- [TO DO]:
Word for word, retype the first line of the records and every following line through the one containing "import java.util.concurrent.Callable;".

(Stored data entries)
%%

PR #305, opened 2021-02-06
Adding read from query capability

davidrabinowitz:
Adding the option to run an ad-hoc query on BigQuery and then read the result directly into a dataframe. The syntax is in the following manner:
```
df = df = spark.read.format("bigquery")
      .option("viewsEnabled", true)
      .option("materializationDataset", <dataset>)
      .load("SELECT ...")
```
or
```
df = df = spark.read.format("bigquery")
      .option("viewsEnabled", true)
      .option("materializationDataset", <dataset>)
      .option("query", "SELECT ...")
      .load()
```
The queries are materialized to a temporary table and are re-used if the same query is used. For example
`df.select("col1").where("condition")` should use the temporary table and not re-run the query.

This also gives the option to efficiently run complex queries using joins on BigQuery specific functions from spark.

### DIFF
--- a/connector/src/main/java/com/google/cloud/bigquery/connector/common/BigQueryClient.java
+++ b/connector/src/main/java/com/google/cloud/bigquery/connector/common/BigQueryClient.java
@@ -40,7 +40,6 @@ import org.slf4j.LoggerFactory;
 import java.util.Optional;
 import java.util.Set;
 import java.util.concurrent.Callable;
-import java.util.concurrent.ExecutionException;
 import java.util.concurrent.TimeUnit;
 import java.util.stream.Collectors;
 import java.util.stream.Stream;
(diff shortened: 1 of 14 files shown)


connector/src/main/java/com/google/cloud/bigquery/connector/common/BigQueryClient.java
```diff
@@ -216,4 +252,99 @@ public long calculateTableSize(TableInfo tableInfo, Optional<String> filter) {
           "Querying table size was interrupted on the client side", e);
     }
   }
+
+  public TableInfo materializeQueryToTable(String querySql, int viewExpirationTimeInHours) {
```
functicons, line 256: Add comments to all public methods.

connector/src/main/java/com/google/cloud/bigquery/connector/common/BigQueryClient.java
```diff
@@ -216,4 +252,99 @@ public long calculateTableSize(TableInfo tableInfo, Optional<String> filter) {
...
+    TableId tableId = createDestinationTable(Optional.empty(), Optional.empty());
+    return materializeTable(querySql, tableId, viewExpirationTimeInHours);
+  }
+
+  public TableInfo materializeViewToTable(
+      String querySql, TableId viewId, int viewExpirationTimeInHours) {
+    TableId tableId =
+        createDestinationTable(
```
functicons, line 264: I don't quite understand why we need to convert viewId to tableId here, a comment would be helpful.

connector/src/main/java/com/google/cloud/bigquery/connector/common/BigQueryClient.java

%%

- [ANSWER TO THE EXERCISE]:
PR #305, opened 2021-02-06
Adding read from query capability

davidrabinowitz:
Adding the option to run an ad-hoc query on BigQuery and then read the result directly into a dataframe. The syntax is in the following manner:
```
df = df = spark.read.format("bigquery")
      .option("viewsEnabled", true)
      .option("materializationDataset", <dataset>)
      .load("SELECT ...")
```
or
```
df = df = spark.read.format("bigquery")
      .option("viewsEnabled", true)
      .option("materializationDataset", <dataset>)
      .option("query", "SELECT ...")
      .load()
```
The queries are materialized to a temporary table and are re-used if the same query is used. For example
`df.select("col1").where("condition")` should use the temporary table and not re-run the query.

This also gives the option to efficiently run complex queries using joins on BigQuery specific functions from spark.

### DIFF
--- a/connector/src/main/java/com/google/cloud/bigquery/connector/common/BigQueryClient.java
+++ b/connector/src/main/java/com/google/cloud/bigquery/connector/common/BigQueryClient.java
@@ -40,7 +40,6 @@ import org.slf4j.LoggerFactory;
 import java.util.Optional;
 import java.util.Set;
 import java.util.concurrent.Callable;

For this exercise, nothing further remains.